Two-Minute Tutor
Understanding how Internet radio works just takes a little bit of math. You always hear about “bits per second” as if it’s just technical jargon -- but when you’re talking about music, those seconds actually mean seconds of music.
The first commercial digital music was put on compact discs in the 1980s. CDs use 1,411,200 million bits of digital information to describe every second of music! Another way to say that is about 1.4 megabits per second.
It’s easy for that many bits to move that quickly from a disc in your CD player to your stereo. But moving that much data that fast through the Internet was a problem at first. Early modems could receive just 14 or 28
thousand bits per second. They couldn’t grab information
about the music fast enough to play music, without pausing for it to download.

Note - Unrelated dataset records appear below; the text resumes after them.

PR #226, opened 2024-03-12
MB-61029: Deferring the closing of vector index

Thejas-bhat:
- Uses the exponentially weighted moving average to get the average hits on a particular field (thereby a particular vector index). The index stays in the memory when the average of the hits is above a certain threshold and below which the index is closed and the memory is freed for reuse on C side of things.
- This ensures that we are not keeping the index in the memory even when there is no query workload on the field in a segment so the memory pressure does get reduced on the C side of operations.

### DIFF
--- a/build.go
+++ b/build.go
@@ -175,6 +175,9 @@ func InitSegmentBase(mem []byte, memCRC uint32, chunkMode uint32,
 		docValueOffset:      0, // docValueOffsets identified automatically by the section
 		dictLocs:            dictLocs,
 		fieldFSTs:           make(map[uint16]*vellum.FST),
+		vectorCache: &vecCache{
+			cache: make(map[uint16]*cacheEntry),
+		},
 	}
 	sb.updateSize()
 
--- a/build.go
+++ b/build.go
@@ -175,7 +175,7 @@ func InitSegmentBase(mem []byte, memCRC uint32, chunkMode uint32,
 		docValueOffset:      0, // docValueOffsets identified automatically by the section
 		dictLocs:            dictLocs,
 		fieldFSTs:           make(map[uint16]*vellum.FST),
-		vectorCache:         newVectorCache(),
+		vectorCache:         newVectorIndexCache(),
 	}
 	sb.updateSize()
 
--- a/build.go
+++ b/build.go
@@ -175,7 +175,7 @@ func InitSegmentBase(mem []byte, memCRC uint32, chunkMode uint32,
 		docValueOffset:      0, // docValueOffsets identified automatically by the section
 		dictLocs:            dictLocs,
 		fieldFSTs:           make(map[uint16]*vellum.FST),
-		vectorCache:         newVectorIndexCache(),
+		vecIndexCache:       newVectorIndexCache(),
 	}
 	sb.updateSize()
 
--- a/build.go
+++ b/build.go
@@ -175,9 +175,7 @@ func InitSegmentBase(mem []byte, memCRC uint32, chunkMode uint32,
 		docValueOffset:      0, // docValueOffsets identified automatically by the section
 		dictLocs:            dictLocs,
 		fieldFSTs:           make(map[uint16]*vellum.FST),
-		vectorCache: &vecCache{
-			cache: make(map[uint16]*cacheEntry),
-		},
+		vectorCache:         newVectorCache(),
 	}
 	sb.updateSize()
 
--- a/faiss_vector_cache.go
+++ b/faiss_vector_cache.go
@@ -32,15 +32,22 @@ type vecIndexCache struct {
 }
 
 type ewma struct {
-	alpha  float64
-	avg    float64
+	alpha float64
+	avg   float64
+	// every hit to the cache entry is recorded as part of a sample
+	// which will be used to calculate the average in the next cycle of average
+	// computation (which is average traffic for the field till now). this is
+	// used to track the per second hits to the cache entries.
 	sample uint64
 }
 
 type cacheEntry struct {
 	tracker *ewma
-	refs    int64
-	index   *faiss.IndexImpl
+	// this is used to track the live references to the cache entry,
+	// such that while we do a cleanup() and we see that the avg is below a
+	// threshold we close/cleanup only if the live refs to the cache entry is 0.
+	refs  int64
+	index *faiss.IndexImpl
 }
 
 func newVectorIndexCache() *vecIndexCache {
@@ -53,6 +60,11 @@ func newVectorIndexCache() *vecIndexCache {
 func (vc *vecIndexCache) Clear() {
 	vc.m.Lock()
 	close(vc.closeCh)
+
+	// forcing a close on all indexes to avoid memory leaks.
+	for _, entry := range vc.cache {
+		entry.closeIndex()
+	}
 	vc.cache = nil
 	vc.m.Unlock()
 }
@@ -142,7 +154,7 @@ func (vc *vecIndexCache) decRef(fieldIDPlus1 uint16) {
 	vc.m.RUnlock()
 }
 
-func (vc *vecIndexCache) refresh() bool {
+func (vc *vecIndexCache) cleanup() bool {
 	vc.m.Lock()
 	cache := vc.cache
 
@@ -170,14 +182,16 @@ func (vc *vecIndexCache) refresh() bool {
 	return rv
 }
 
+var monitorFreq = 1 * time.Second
+
 func (vc *vecIndexCache) monitor() {
-	ticker := time.NewTicker(1 * time.Second)
+	ticker := time.NewTicker(monitorFreq)
 	for {
 		select {
 		case <-vc.closeCh:
 			return
 		case <-ticker.C:
-			exit := vc.refresh()
+			exit := vc.cleanup()
 			if exit {
 				// no entries to be monitored, exit
 				return
@@ -208,9 +222,6 @@ func initCacheEntry(index *faiss.IndexImpl, alpha float64) *cacheEntry {
 }
 
 func (vc *cacheEntry) incHit() {
-	// every access to the cache entry is accumulated as part of a sample
-	// which will be used to calculate the average in the next cycle of average
-	// computation
 	atomic.AddUint64(&vc.tracker.sample, 1)
 }
 
@@ -223,6 +234,8 @@ func (vc *cacheEntry) decRef() {
 }
 
 func (vc *cacheEntry) closeIndex() {
-	vc.index.Close()
-	vc.index = nil
+	go func() {
+		vc.index.Close()
+		vc.index = nil
+	}()
 }
--- a/faiss_vector_cache.go
+++ b/faiss_vector_cache.go
@@ -26,8 +26,9 @@ import (
 )
 
 type vecCache struct {
-	m     sync.RWMutex
-	cache map[uint16]*cacheEntry
+	closeCh chan struct{}
+	m       sync.RWMutex
+	cache   map[uint16]*cacheEntry
 }
 
 type ewma struct {
@@ -37,8 +38,7 @@ type ewma struct {
 }
 
 type cacheEntry struct {
-	cacheMonitor *ewma
-	closeCh      chan struct{}
+	tracker *ewma
 
 	m     sync.RWMutex
 	index *faiss.IndexImpl
@@ -52,13 +52,10 @@ func newVectorCache() *vecCache {
 
 func (vc *vecCache) Clear() {
 	vc.m.Lock()
-	defer vc.m.Unlock()
+	close(vc.closeCh)
+	vc.cache = nil
+	vc.m.Unlock()
 
-	// close every cache monitor in the cache, thereby closing the index
-	// cached as well.
-	for _, c := range vc.cache {
-		close(c.closeCh)
-	}
 }
 
 func (vc *vecCache) checkCacheForVecIndex(fieldID uint16,
@@ -88,15 +85,6 @@ func (vc *vecCache) isVecIndexCached(fieldID uint16) (*faiss.IndexImpl, bool) {
 	rv := entry.index
 	entry.m.RUnlock()
 
-	// the following cleanup is when the index is closed as part of cacheEntry.closeIndex()
-	// but the corresponding field entry in the vecCache is not cleaned up
-	// fixme: this looks ugly must be refactored in a better way.
-	if rv == nil {
-		vc.m.Lock()
-		delete(vc.cache, fieldID)
-		vc.m.Unlock()
-	}
-
 	return rv, present && (rv != nil)
 }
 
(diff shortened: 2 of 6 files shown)


faiss_vector_cache_noop.go
```diff
@@ -0,0 +1,31 @@
...
+
+package zap
+
+import (
+	"sync"
+)
+
+type vecCache struct {
+	m     sync.RWMutex
+	cache map[uint16]*cacheEntry
```
abhinavdangeti, line 26: Don't really see the need for these attributes here.

segment.go
```diff
@@ -53,8 +53,11 @@ func (*ZapPlugin) Open(path string) (segment.Segment, error) {
 
 	rv := &Segment{
 		SegmentBase: SegmentBase{
-			fieldsMap:      make(map[string]uint16),
-			fieldFSTs:      make(map[uint16]*vellum.FST),
+			fieldsMap: make(map[string]uint16),
+			fieldFSTs: make(map[uint16]*vellum.FST),
+			vectorCache: &vecCache{
+				cache: make(map[uint16]*cacheEntry),
```
abhinavdangeti, line 59: Rather than bleeding the cacheEntry details here, add an API - `newVectorCache(..)` that does this for you where the structs are declared.

faiss_vector_posting.go
```diff
@@ -335,9 +335,8 @@ func (sb *SegmentBase) InterpretVectorIndex(field string, except *roaring.Bitmap
 				return rv, nil
 			},
 			close: func() {
-				if vecIndex != nil {
-					vecIndex.Close()
-				}
+				// skipping the closing for now because the index is cached
+				// todo: subjected to change based on a optimization type flag
```
abhinavdangeti, line 339: Let's not make this an optimization thing - this'll be the new default going forward - applicable to _all_ optimizations.

faiss_vector_cache_noop.go
```diff
@@ -0,0 +1,27 @@
+//  Copyright (c) 2024 Couchbase, Inc.
```
abhinavdangeti, line 1: Let's rename this file to faiss_vector_cache_nosup.go instead.

faiss_vector_cache.go
```diff
@@ -0,0 +1,206 @@
...
+
+func (vc *vecCache) Clear() {
+	vc.m.Lock()
+	close(vc.closeCh)
+	vc.cache = nil
+	vc.m.Unlock()
+
+}
+
+func (vc *vecCache) checkCacheForVecIndex(fieldID uint16,
```
abhinavdangeti, line 62: Rename to simply `loadVectorIndex`.

faiss_vector_cache.go
```diff
@@ -0,0 +1,206 @@
...
+	} else {
+		// if the cache doesn't have vector index, just construct it out of the
+		// index bytes and update the cache.
+		vecIndex, err = faiss.ReadIndexFromBuffer(indexBytes, faiss.IOFlagReadOnly)
+		vc.update(fieldID, vecIndex)
+	}
+	return vecIndex, err
+}
+
+func (vc *vecCache) isVecIndexCached(fieldID uint16) (*faiss.IndexImpl, bool) {
```
abhinavdangeti, line 77: isIndexCached(..)*

faiss_vector_cache.go
```diff
@@ -0,0 +1,206 @@
...
+
+import (
+	"sync"
+	"sync/atomic"
+	"time"
+
+	faiss "github.com/blevesearch/go-faiss"
+)
+
+type vecCache struct {
```
abhinavdangeti, line 28: vecIndexCache* for non-ambiguity.

segment.go
```diff
@@ -55,6 +55,7 @@ func (*ZapPlugin) Open(path string) (segment.Segment, error) {
 		SegmentBase: SegmentBase{
 			fieldsMap:      make(map[string]uint16),
 			fieldFSTs:      make(map[uint16]*vellum.FST),
+			vectorCache:    newVectorCache(),
```
abhinavdangeti, line 58: vectorIndexCache: newVectorIndexCache()

build.go
```diff
@@ -175,6 +175,7 @@ func InitSegmentBase(mem []byte, memCRC uint32, chunkMode uint32,
 		docValueOffset:      0, // docValueOffsets identified automatically by the section
 		dictLocs:            dictLocs,
 		fieldFSTs:           make(map[uint16]*vellum.FST),
+		vectorCache:         newVectorCache(),
```
abhinavdangeti, line 178: vectorIndexCache: newVectorIndexCache()

faiss_vector_cache.go
```diff
@@ -0,0 +1,206 @@
...
+}
+
+type cacheEntry struct {
+	tracker *ewma
+
+	m     sync.RWMutex
+	index *faiss.IndexImpl
+}
+
+func newVectorCache() *vecCache {
```
abhinavdangeti, line 47: func newVectorIndexCache() *vecIndexCache {

faiss_vector_cache.go
```diff
@@ -0,0 +1,206 @@
...
+	entry.addRef()
+}
+
+func (vc *vecCache) clearField(fieldIDPlus1 uint16) {
+	vc.m.Lock()
+	delete(vc.cache, fieldIDPlus1)
+	vc.m.Unlock()
+}
+
+func (vc *vecCache) refreshEntries() (rv int) {
```
abhinavdangeti, line 106: refresh()*

faiss_vector_cache.go
```diff
@@ -0,0 +1,206 @@
...
+	vc.m.RLock()
+	cache := vc.cache
```
abhinavdangeti, line 108: This is racey isn't it - you're grabbing a reference so a data race could occur in updating this map.

abhinavdangeti (changes requested):

faiss_vector_cache.go
Thejas-bhat: done

faiss_vector_cache.go
```diff
@@ -0,0 +1,195 @@
...
+			atomic.StoreUint64(&entry.tracker.sample, 0)
+			entry.closeIndex()
+			delete(vc.cache, fieldIDPlus1)
+			continue
+		}
+		atomic.StoreUint64(&entry.tracker.sample, 0)
+	}
+
+	rv = len(vc.cache)
+	vc.m.Unlock()
```
abhinavdangeti, line 121: Should redo the perf numbers after increasing this lock context.

faiss_vector_posting.go
```diff
@@ -335,9 +335,8 @@ func (sb *SegmentBase) InterpretVectorIndex(field string, except *roaring.Bitmap
 				return rv, nil
 			},
 			close: func() {
-				if vecIndex != nil {
-					vecIndex.Close()
-				}
+				// skipping the closing because the index is cached and it's being
+				// deferred to a later point of time.
```
abhinavdangeti, line 339: Shouldn't we be decrementing ref here?

faiss_vector_cache.go
```diff
@@ -0,0 +1,195 @@
...
+	}
+
+	_, ok := vc.cache[fieldIDPlus1]
+	if !ok {
+		//  initializing the alpha with 0.4 essentially means that we are favoring
+		// 	the history a little bit more relative to the current sample value.
+		// 	this makes the average to be kept above the threshold value for a
+		// 	longer time and thereby the index to be resident in the cache
+		// 	for longer time.
+		vc.cache[fieldIDPlus1] = initCacheEntry(index, 0.4)
```
abhinavdangeti, line 157: Shouldn't we be setting ref to 1 here?

faiss_vector_cache.go
```diff
@@ -0,0 +1,195 @@
...
+
+func (vc *vecIndexCache) monitor() {
+	ticker := time.NewTicker(1 * time.Second)
+	for {
+		select {
+		case <-vc.closeCh:
+			return
+		case <-ticker.C:
+			numEntries := vc.refresh()
+			if numEntries == 0 {
```
abhinavdangeti, line 133: This can race with update's `if len(vc.cache) == 0 { go vc.monitor() }` below, not sure if this can cause anything deviant though.

faiss_vector_cache.go
```diff
@@ -0,0 +1,195 @@
...
+
+	return rv, present && (rv != nil)
+}
+
+func (vc *vecIndexCache) addRef(fieldIDPlus1 uint16) {
+	vc.m.RLock()
+	entry := vc.cache[fieldIDPlus1]
+	vc.m.RUnlock()
+
+	entry.addRef()
```
abhinavdangeti, line 96: This should be within the lock above, to avoid it racing with line 112 below.

faiss_vector_cache.go
```diff
@@ -0,0 +1,195 @@
...
+	close(vc.closeCh)
+	vc.cache = nil
+	vc.m.Unlock()
+}
+
+func (vc *vecIndexCache) loadVectorIndex(fieldID uint16,
+	indexBytes []byte) (vecIndex *faiss.IndexImpl, err error) {
+	cachedIndex, present := vc.isIndexCached(fieldID)
+	if present {
+		vecIndex = cachedIndex
```
abhinavdangeti, line 65: Isn't there a possibility (in theory) that this vecIndex could be closed by the time the reader gets around to actually using it. This is related to the comment I added below in line 157.

abhinavdangeti (changes requested):
@Thejas-bhat still quite uneasy with the possibility of race-iness within this code.

abhinavdangeti:
@Thejas-bhat I'd appreciate an illustration on how this cache management is being done with ewma tracker - perhaps on the ticket or a document which we can attach to the ticket.

faiss_vector_cache.go
Thejas-bhat: i dont think it can issues over here, because the updating of the vc.cache (which affects the length check over here and the prev mentioned line) happens under a lock.

if the refresh() function acquired the lock then the update would execute only after the vc.cache has been brought to the latest view (which can affect the length of cache if there were old enough entries being cleaned up in refresh()) 

if update acquired the lock first then the refresh() wouldn't execute until it has the latest view of the vc.cache (in which case there could be an extra entry in the vc.cache). 

however, i think instead of returning the numEntries maybe a bool flag as to whether we exit the monitor or not would make it even more robust, please let me know if that makes sense.

faiss_vector_cache.go
Thejas-bhat: yeah likith had been working on something along the same lines - if a query (on one thread) is executing the search i.e its at faissIndex.SearchWithoutIDs() and the monitor thread (theoretically) ends up closing the index because the avg dropped below during that execution we might end up in bad situations. likith's last patch addresses this by tracking the live refs to the index which will be decremented in Close() API.

faiss_vector_cache.go
Thejas-bhat: in the latest patch the ref has been incremented as part of the loadVectorIndex() API (which is parent to this).

faiss_vector_cache.go
Thejas-bhat: so the namings in the latest patch is that 

hit(ewma.sample) -> this is used to track the per second hits to the cache entries - helps in computing the average traffic for the field (which is tracked in ewma.avg field) until now. incHit() is the API which increments this value.

refs -> this is used to track the live references to the cache entry, such that while we do a refresh and we see that the avg is below a threshold we close/cleanup only if the live refs to the cache entry is 0. addRef() and decRef() are the corresponding func calls

abhinavdangeti: That's good info - should be added as commentary where declared in the code.

faiss_vector_cache.go
```diff
@@ -0,0 +1,237 @@
...
+	indexBytes []byte) (*faiss.IndexImpl, error) {
+	vc.m.Lock()
+	defer vc.m.Unlock()
+
+	// when there are multiple threads trying to build the index, guard redundant
+	// index creation by doing a double check and return if already created and
+	// cached.
+	entry, present := vc.cache[fieldID]
+	if present {
+		entry.m.RLock()
```
abhinavdangeti, line 85: I see no real purpose for this RLock.
Also, we should incHit() first before returning entry.index.

faiss_vector_cache.go
```diff
@@ -0,0 +1,237 @@
...
+
+func (vc *vecIndexCache) isIndexCached(fieldID uint16) (*faiss.IndexImpl, bool) {
+	vc.m.RLock()
+	entry, present := vc.cache[fieldID]
+	vc.m.RUnlock()
+	if entry == nil {
+		return nil, false
+	}
+
+	entry.m.RLock()
```
abhinavdangeti, line 124: No need for this lock here.

faiss_vector_cache.go
```diff
@@ -0,0 +1,237 @@
...
+	alpha  float64
+	avg    float64
+	sample uint64
+}
+
+type cacheEntry struct {
+	tracker *ewma
+	refs    int64
+
+	m     sync.RWMutex
```
abhinavdangeti, line 44: Thinking we should lose this mutex, related comments before.

abhinavdangeti (changes requested):

faiss_vector_cache.go
```diff
@@ -0,0 +1,228 @@
...
+
+func (vc *cacheEntry) addRef() {
+	atomic.AddInt64(&vc.refs, 1)
+}
+
+func (vc *cacheEntry) decRef() {
+	atomic.AddInt64(&vc.refs, -1)
+}
+
+func (vc *cacheEntry) closeIndex() {
```
abhinavdangeti, line 225: Rename this to closeIndexLOCKED().

faiss_vector_posting.go
```diff
@@ -335,9 +336,9 @@ func (sb *SegmentBase) InterpretVectorIndex(field string, except *roaring.Bitmap
...
+				sb.vectorCache.decRef(fieldIDPlus1)
 			},
 			size: func() uint64 {
 				if vecIndex != nil {
```
abhinavdangeti, line 344: Initialize a variable vecIndexSize at line 299 above.
Assign vecIndex.Size() to it at the time we load.
So size will simply return vecIndexSize

faiss_vector_cache.go
abhinavdangeti: And it's contents need to be non blocking - because vc.Index.Close() could be long. So -

```
go func() {
    vc.index.Close()
    vc.index = nil
}()
```

faiss_vector_cache.go
```diff
@@ -0,0 +1,228 @@
...
+		atomic.StoreUint64(&entry.tracker.sample, 0)
+	}
+
+	rv := len(vc.cache) == 0
+	vc.m.Unlock()
+	return rv
+}
+
+func (vc *vecIndexCache) monitor() {
+	ticker := time.NewTicker(1 * time.Second)
```
abhinavdangeti, line 174: Add a global var for this.

faiss_vector_cache.go
```diff
@@ -0,0 +1,228 @@
...
+}
+
+func (vc *vecIndexCache) decRef(fieldIDPlus1 uint16) {
+	vc.m.RLock()
+	entry := vc.cache[fieldIDPlus1]
+	entry.decRef()
+	vc.m.RUnlock()
+}
+
+func (vc *vecIndexCache) refresh() bool {
```
abhinavdangeti, line 145: Rename to cleanup perhaps, ties in with the return value here.

faiss_vector_cache.go
```diff
@@ -0,0 +1,228 @@
...
+	return &vecIndexCache{
+		cache:   make(map[uint16]*cacheEntry),
+		closeCh: make(chan struct{}),
+	}
+}
+
+func (vc *vecIndexCache) Clear() {
+	vc.m.Lock()
+	close(vc.closeCh)
+	vc.cache = nil
```
abhinavdangeti, line 56: Think we should force close any open indexes at this point - asynchronously via a go routine.

abhinavdangeti (changes requested):

abhinavdangeti:
Looking almost ready @Thejas-bhat 👍🏼

faiss_vector_cache.go
abhinavdangeti: Maybe the function name doesn't need changing :)

abhinavdangeti (dismissed):

faiss_vector_cache.go
```diff
@@ -0,0 +1,240 @@
...
+}
+
+func (vc *vectorIndexCache) cleanup() bool {
+	vc.m.Lock()
+	cache := vc.cache
+
+	// for every field reconcile the average with the current sample values
+	for fieldIDPlus1, entry := range cache {
+		sample := atomic.LoadUint64(&entry.tracker.sample)
+		entry.tracker.add(sample)
```
abhinavdangeti, line 164: @Thejas-bhat I missed this bit - what are we doing here?

abhinavdangeti: Ah nevermind, I misread this.

abhinavdangeti (approved):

Two things happened. Companies like
Real Networks,
Microsoft, and
Fraunhofer (the developer of MP3) figured out ways to describe audio using far fewer bits, mostly by eliminating redundant digital information. A song that has been run through an MP3 encoder can deliver one second of nearly CD-quality audio using just 128 thousand bits, or 128 kbps. That’s a lot less data to move in order to make beautiful music.
Meanwhile, broadband Internet services like
DSL and cable arose, receiving data at speeds of at least 128 kilobits per second. Voila! Now you can click your mouse and begin hearing music immediately. The flow of bits, behind the scenes, is fast enough that each second of music arrives before you hear it, and the music plays without interruption or any “download” waiting time.
On the receiving end (your computer), the “player” software instantly decodes the bits it receives and through the computer’s sound card, turns them back into music. In fact, because digital music transmission involves COding and DECoding the audio, the software that handles this process inside an Internet radio player is called a “codec.”